A common distinction is made in literature between uncertainty—which assumes the probability of each alternative is known, and ambiguity—where the individual also needs to assess the probability distribution from which the alternatives are drawn26. In this paper we do not deal with ambiguity. We assume that all alternatives are available and their properties are known. We describe uncertainty in the desired level of attributes, that is, uncertainty in preferences, and not in product location, product performance, or influence of uncontrolled factors.

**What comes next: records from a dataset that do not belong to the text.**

PR #3750, opened 2022-11-12
Optimisation: remove global variable

gudnimg:
Remove `progressbar_block_count`

Change in memory:
Flash: -6 bytes
SRAM: -1 byte

### DIFF
--- a/Firmware/menu.cpp
+++ b/Firmware/menu.cpp
@@ -556,18 +556,18 @@ void menu_progressbar_init(uint16_t total, const char* title)
 	progressbar_total = total;
 	
 	lcd_set_cursor(0, 1);
-	lcd_printf_P(PSTR("%-20.20S\n"), title);
+	lcd_printf_P(PSTR("%-20.20S"), title);
 }
 
 void menu_progressbar_update(uint16_t newVal)
 {
-	uint8_t newCnt = (newVal * LCD_WIDTH) / progressbar_total;
-	if (newCnt > LCD_WIDTH)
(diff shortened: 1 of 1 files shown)


Firmware/menu.cpp
```diff
@@ -566,10 +564,9 @@ void menu_progressbar_update(uint16_t newVal)
 	uint8_t newCnt = (newVal * LCD_WIDTH) / progressbar_total;
 	if (newCnt > LCD_WIDTH)
 		newCnt = LCD_WIDTH;
-	while (newCnt > progressbar_block_count)
+	while (newCnt--)
```
gudnimg: Main thing to test is if this should be `--newCnt` or `newCnt--`

leptun:
The reason for having progressbar_block_count was so that I would only render the "remaining" number of blocks that need to be added to the progress bar. So if 2 blocks are rendered and we need to display 3 blocks, I don't draw all three blocks, but only the newest block. This was an optimization so that we don't waste time rendering the display during sorting / checking file since those algorithms update the progress bar quite often. Without progressbar_block_count, every time that we call menu_progressbar_update, the entire progress bar is redrawn. Most of the time no redrawing actually is needed since most of the time progressbar_block_count will be equal to newCnt. If the two are equal, the no LCD changes are needed during that update cycle. As such, I am against this code size optimization.

leptun (changes requested):
... see comment above

gudnimg:
In the end only 6 bytes are saved. I agree here we prefer speed over size. Closing the PR.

Our setup has appeared in Computer Science, in the “nearest-neighbor search problem”, which returns the nearest neighbor of a query point x in a set of points \({{\mathscr{P}}}\) in \({{\mathbb{R}}}^d\). Both the data (the set of points \({{\mathscr{P}}}\)) and the query (the point x) may be uncertain. For instance (see Beskales et al.27), in location-based services, a user may request the locations of the nearest gas stations. To protect the user’s privacy, an area that encloses the user’s actual location may be used as the query object, while gas stations (the data objects \({{\mathscr{P}}}\)) have deterministic locations. In contrast to our goals, this literature focused on algorithmic and complexity aspects of the problem, see for instance the recent paper by Agrawal28 and the references there.

Due to the uncertainty \(\rho\), an individual with a true location x, has a perceived location at a point around x. The perceived location is a point randomly drawn from a uniformly distributed ball of radius \(\rho\) around the true location x. Note that neither the individual nor the central planner know the true location x. All they know is the perceived location. Even if individuals are aware of the uncertainty \(\rho\), they can not reconstruct the drawing process. The uniformity assumption is required for the convenience of the formal analysis, and makes sense for a finite space and for the general case, where we assume zero information on the preferences.

Thus, rather than a point in the space of attributes, we actually have a ball \(B(x,\rho )\) of all points at distance at most \(\rho\) which define a possible perceived location of the individual whose true location is x. By taking the shape of a ball, we assume that the uncertainty is equal in all dimensions. This is a reasonable assumption for a general space, with no specific information on the dimension. However, even if the uncertainty is not equal in all dimensions, the uncertainty ball can be regarded as the circumscribed ball where \(\rho\) is the uncertainty in the dimension with the maximal uncertainty.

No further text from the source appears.